By Theresa Curry
She was a successful artist, both critically and financially, she started businesses, taught others how to start businesses, brokered real estate, developed high-end subdivisions, and owned a business management firm. All these were minor battles, mere projects compared to the challenges Betty Curry faced at 64 years old when she was diagnosed with inclusion body myositis (IBM).
Betty knew from her family history to expect something like this: her father had spent part of his life in a wheelchair, and her brother had already been diagnosed with IBM. She had suspected that she too had the disease, and she was right. What’s worse, there was no treatment, no cure, no information, and no support.
Described by those who knew her as “a force of nature,” Betty refused to accept the words of a well-meaning professional who told her that information about her disease was available but “too difficult” to understand. These were fighting words to the woman who had built her life and career on arming herself with knowledge, then charging forward.
Betty was sure that if she could understand more about her disease, she would make better decisions about her future, so she put her formidable energy and intelligence to the task of learning as much as possible. She was also determined to share her knowledge with other patients whose struggle was made harder by ignorance and confusion by starting an organization to provide support and education. She called her fledgling nonprofit the Inclusion Body Myositis Association, or IBMA.
From the National Organization of Rare Disorders (NORD), she got the names of 15 IBM patients who had registered with the organization, and she wrote to every one of them. Their replies saddened her but strengthened her resolve. Some of them had been diagnosed for more than ten years, and still they knew nothing about their disease or their future. “I found this intolerable,” Betty said in an interview. “They were simply not getting the information they needed.”
Betty soon had an opportunity to meet others like herself. She became part of an ongoing IBM study at the National Institutes of Health and made frequent trips from her home in Virginia’s Shenandoah Valley to the NIH clinic in Bethesda, MD, a couple of hours away.
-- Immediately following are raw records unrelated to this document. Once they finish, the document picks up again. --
PR #4012, opened 2022-12-12
Updates to PatternFly 4.222

thatblindgeye:
Updates to PatternFly version 4.222


thatblindgeye:
@jonkoops these are the final release candidates!

jonkoops (changes requested):
Can we update these dependencies in other places of the workspace as well? We're also using them in `apps/account-ui` and some of the projects in the `lib/` directory.

edewit (approved):

PR #4013, opened 2022-12-12
Allow add/remove user with only query-users role.

ssilvert:
## Motivation
Fixes https://github.com/keycloak/keycloak-ui/issues/3965

## Brief Description
Also needs back end change.  See https://github.com/keycloak/keycloak/pull/15967

## Verification Steps
See #3965 

Simpler way than what is in the issue is to grant permissions with a user policy instead of a group policy.

## Additional Notes
Need to wait for back end change to be merged.

### DIFF
--- a/apps/admin-ui/src/user/UserForm.tsx
+++ b/apps/admin-ui/src/user/UserForm.tsx
@@ -272,7 +272,9 @@ export const UserForm = ({
           <FederatedUserLink user={user} />
         </FormGroup>
       )}
-      {isFeatureEnabled(Feature.DeclarativeUserProfile) ? (
+      {isFeatureEnabled(Feature.DeclarativeUserProfile) &&
+      realm?.attributes?.userProfileEnabled !== undefined &&
+      realm.attributes.userProfileEnabled === "true" ? (
         <UserProfileFields />
       ) : (
         <>
--- a/apps/admin-ui/src/user/UserForm.tsx
+++ b/apps/admin-ui/src/user/UserForm.tsx
@@ -272,8 +272,7 @@ export const UserForm = ({
           <FederatedUserLink user={user} />
         </FormGroup>
       )}
-      {isFeatureEnabled(Feature.DeclarativeUserProfile) &&
-      realm?.attributes?.userProfileEnabled === "true" ? (
+      {isFeatureEnabled(Feature.DeclarativeUserProfile) ? (
         <UserProfileFields />
       ) : (
         <>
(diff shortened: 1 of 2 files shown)


apps/admin-ui/src/user/UserForm.tsx
```diff
@@ -256,8 +256,7 @@ export const UserForm = ({
           <FederatedUserLink user={user} />
         </FormGroup>
       )}
-      {isFeatureEnabled(Feature.DeclarativeUserProfile) &&
-      realm?.attributes?.userProfileEnabled === "true" ? (
+      {isFeatureEnabled(Feature.DeclarativeUserProfile) ? (
```
ssilvert, line 259: @edewit Wonder if this change is OK?  The problem I had was that the `userProfileEnabled` attribute would be undefined if the user does not have the `view-realm` role.

edewit: there have been more issues like this, I guess it's fine

edewit (approved):

ssilvert:
API change is now merged into keycloak/keycloak.  Removed hold.

apps/admin-ui/src/user/UserForm.tsx
jonkoops: Are we sure this is ok? I think that for these fields to be presented the feature must also be enabled in the realm settings, otherwise what is the purpose of that switch?

jonkoops (changes requested):
Not quite sure if we can remove the condition from the `UserForm`.

apps/admin-ui/src/user/UserForm.tsx
edewit: the problem is that we can't check the realm attributes when you don't have rights

ssilvert:
> Not quite sure if we can remove the condition from the `UserForm`.

Anyway, I had to add an extra check for `undefined` so that the screen would be rendered the old way and the tests will pass.  Now that part is equivalent to what we had before and it fixes the case where the user does not have the `view-realm` role.

jonkoops:
@ssilvert there are some merge conflicts on the PR, could you resolve them?

apps/admin-ui/src/user/UserForm.tsx
```diff
@@ -273,7 +273,8 @@ export const UserForm = ({
         </FormGroup>
       )}
       {isFeatureEnabled(Feature.DeclarativeUserProfile) &&
-      realm?.attributes?.userProfileEnabled === "true" ? (
+      realm?.attributes?.userProfileEnabled !== undefined &&
+      realm.attributes.userProfileEnabled === "true" ? (
```
jonkoops, line 277: The first statement here is redundant. `realm?.attributes?.userProfileEnabled === "true"` will already implicitly assert that `realm.attributes.userProfileEnabled` is not `undefined`.

So unless I am missing something the following code should yield the same result.
```suggestion
      realm?.attributes?.userProfileEnabled === "true" ? (
```

jonkoops (changes requested):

Her son, Mike—who had already been diagnosed with an early-stage myopathy—also joined the study, which required overnight stays. They soon realized that they were in the midst of potential members of IBMA for days at a time. In hospital gowns and slippers, the mother-and-son team padded from hospital room to hospital room, pitching the idea of banding together for support, education, and eventually better treatment for IBM patients.
A handful of NIH doctors studying IBM volunteered to be on the medical advisory board for Betty’s new organization. Recognized as the world’s foremost authorities on the disease, their presence lent credibility to the new association, and they sent colleagues and patients to IBMA.
From the small group of members, some leaders emerged, and a board of directors was formed. It was time for the first publication, the IBMA “OutLook,” written in Betty’s warm, confident, and humorous style. “This organization won’t cure you,” she told her subscribers in the Spring, 1993 edition. “But its purpose will surely provide an exchange of information, some of which will be of use to you.”
As she became aware that people with other forms of myositis needed education and support, she merged IBMA with a national nonprofit serving people with dermatomyositis, polymyositis, and juvenile myositis. To accommodate these changes, IBMA became the Myositis Association of America (MAA) in 1996.
Until she retired in 1998, Betty continued dispensing evidence-based information, growing MAA’s patient support network, creating professional collaborations, and lobbying for more awareness and more research from her home and subsequently an office in Harrisonburg, Virginia. Her efforts were carried forward by other devoted advocates, evolving into The Myositis Association we know today.
During Myositis Awareness Month, TMA recognizes Betty’s vision and determination in creating this organization and nurturing the dream of a world without myositis. Betty passed away in August 2014. We honor her memory.
Theresa Curry (no relation to Betty) served as Communications Director for TMA for 20 years until her retirement in 2016. We thank her for these reflections.
i knew betty as she was at NIH in blind study same time as my wife Madeline. Madeline was one of the original member along with Betty. How is Betty
Amazing lady! Thank you for sharing her story and the genesis of TMA.